Success is a byproduct of diligent effort, not the reward of a grand moment of creativity. Jay learned by working, over and over again, educating himself about podcasts and how to interact with audiences, until he was able to put systems into place that aided him in sustaining higher success.
The podcaster has to balance creativity with results. One of the best ways to do so is to ignore overused trends and strategies, such as “gaining brand awareness,” in favor of doing the hard work of trial and error. Jay went from knowing nothing about podcasting in 2012 to running and owning highly successful podcast projects in 2020.
He didn’t get to that level of expertise overnight, and neither will the new podcaster if he or she rides the waves of popular buzzwords and trends. One key ingredient to successful podcasting is discovering why you want to make the podcast in the first place. What is your service goal, and who are you helping?
Guest Profile
- Name: Jay Acunzo
- What Jay does: Jay runs the highly successful 3 Clips podcast and is a sought-after expert on how to build podcasts from the ground up.
- Company: Marketing Showrunners - 3 Clips
- Key Quote: “Creativity has become interpreted anyway as big, but when you actually execute every single day on a creative project, or you have a creative career, or you’re just creating, that’s the job really. It’s not to be creative. The job is to create.”
Key Insights
- Businesses today are swept up in certain marketing buzzwords that don’t mean much anymore due to overuse. The term “best practices” makes for a good captain for these buzzwords. The term creativity has also developed a meaning unclear, and it is used in ways that don’t actually benefit companies as much as they think it does. Instead, Jay recommends developing a system of processes based on a lot of trial and error
- Creativity is neither a talent nor a skill. “It’s a way of operating. But somewhere along the way…we’ve started to construe creativity as [an] attempt to save our [rear ends]. Like we’re going to have to go big here. We have to innovate” to achieve bigger results. But creativity comes from doing the work day in and day out, a mindset rather than a hard-to-grasp talent.
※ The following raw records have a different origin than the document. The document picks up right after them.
PR #931, opened 2020-10-23
Convert List<dynamic> to List<Object> in standard_json_plugin

iinozemtsev:
Otherwise json deserialization using standard_json_plugin fails in null safe mode

### DIFF
--- a/built_value/lib/standard_json_plugin.dart
+++ b/built_value/lib/standard_json_plugin.dart
@@ -63,6 +63,11 @@ class StandardJsonPlugin implements SerializerPlugin {
       } else {
         return _toList(object, _needsEncodedKeys(specifiedType));
       }
+    } else if (object.runtimeType == _dynamicListRuntimeType) {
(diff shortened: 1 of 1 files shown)


built_value/lib/standard_json_plugin.dart
```diff
@@ -50,6 +50,11 @@ class StandardJsonPlugin implements SerializerPlugin {
       } else {
         return _toMap(object, _needsEncodedKeys(specifiedType));
       }
+    } else if(object is List<dynamic>) {
```
davidmorgan, line 53: This matches too much; 'is List<dynamic>' returns true for every list.

I think instead you'll want to check if object.runtimeType == <dynamic>[].runtimeType. It probably makes sense to cache <dynamic>[].runtimeType in a static field.

iinozemtsev: Done. I've also noticed that I have patched a wrong place (afterSerialize instead of beforeSerialize), fixed

PR #725, opened 2015-02-21
Add numbers.vim.

MatthewHager:
Numbers.vim should exist since it is referenced in the README and other places.


bronzehedwick:
I think this was removed due to popular demand, so I think the documentation referencing it should be removed instead.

- Another buzzword, “awareness,” helps companies to ride the waves of the biggest trends, which they hope bring them to the top of the business world. Again, though, awareness isn’t winning anything so much as working with your marketing and building, over time, what people respond to, paying attention to your audience and building something to serve them, rather than serving a get-rich-quick company attitude.
Episode Highlights
- Buzzwords are a buzzkill to real innovation
Buzzwords are slowing real innovation because they are less practical and more abstract. “[A]ll these buzzwords…community and customer centric and all these things that actually do mean [something]….I mean, we’ve made storytelling a buzzword….It’s just that we use this as a slogan and we lose sight of what it means.”
“So the mother of all buzzwords for me is best practices, and all the other buzzwords kind of dull up [into] that one….It really did claim number one.”
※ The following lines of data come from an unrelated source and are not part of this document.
PR #741, opened 2015-03-29
Change symlinks to hardlinks in windows to avoid msysgit incompatibility

sumguysr:
Tested to work on Windows 8.1

### DIFF
--- a/spf13-vim-windows-install.cmd
+++ b/spf13-vim-windows-install.cmd
@@ -28,13 +28,13 @@ IF NOT EXIST "%APP_DIR%" (
 	call cd "%APP_DIR%" 
 )
 
-call mklink "%HOME%\.vimrc" "%APP_DIR%\.vimrc"
-call mklink "%HOME%\_vimrc" "%APP_DIR%\.vimrc"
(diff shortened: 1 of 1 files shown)


ghost:
so what's the incompatibility? I think we'd need verification from both windows 7 users and another windows 8 user before merging something like this. I have no windows boxen and i think @spf13 only has access to windows 7.

sumguysr:
Msysgit has chosen not to support symlinks, at all. 

http://osdir.com/ml/git/2013-08/msg00003.html

spf13:
@sumguysr what are the disadvantages of hardlinks?

gdw2:
Hardlinks worked for me on Windows 7.  And best of all -- they don't seem to require admin privileges!

ghost:
Hard links in POSIX systems can't cross filesystem boundaries. I don't know if this is the case for Windows.

ghost:
so what actually happens right now if you try to install it on windows? do you get a bunch of warnings? do the calls fail?

ghost:
It'd be cool to find a dedicated windows person to deal with any windows related issues.

ghost:
ping?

- Creativity is being misapplied and it doesn’t mean “to go big”
Creativity isn’t a separate action from what a team should already be doing. It’s not something you pull together to save a project. Creativity is “a way of operating.”
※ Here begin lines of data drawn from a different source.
PR #742, opened 2015-04-01
Switch to neocomplete from obsolete neocomplcache

guersam:
From [neocomplcache repo](https://github.com/Shougo/neocomplcache.vim#neocomplcache)

> Note: It is not maintained well. You should use neocomplete instead.
> 
> https://github.com/Shougo/neocomplete.vim

### DIFF
--- a/.vimrc.bundles
+++ b/.vimrc.bundles
@@ -91,7 +91,7 @@
     " In your .vimrc.before.local file
     " list only the plugin groups you will use
     if !exists('g:spf13_bundle_groups')
-        let g:spf13_bundle_groups=['general', 'writing', 'neocomplcache', 'programming', 'php', 'ruby', 'python', 'javascript', 'html', 'misc',]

“When you actually execute every single day on a creative project, or you have a creative career, or you’re just creating…[i]t’s not to be creative. The job is to create.”
- Build small things first and create systems to sustain success
- Developing a show isn’t about hitting home runs (going viral) or choosing best equipment
- Achieving great success through trial and error, mixed with pure joy of podcasting
Podcasting is something Jay has always had a lot of fun doing. He didn’t wait to know what all the terms meant; he learned as he went and made adjustments. For example: “How do I come up with a concept for the show? And then later I learned, Oh, that’s called the premise and you can build it with intention, not just with gut-feel.”
Don’t wait for the perfected idea. That’s unnecessary. Learn by doing. “So I guess the short answer is I just made a ton of stuff with no agenda.”
- Are you gaining awareness or are you doing something that matters
Awareness is important to many companies, but awareness in and of itself means nothing in terms of new customers. To know something exists is not the same as wanting to interact with that thing. Affinity must be the aim. Getting customers to like you will translate to new customers.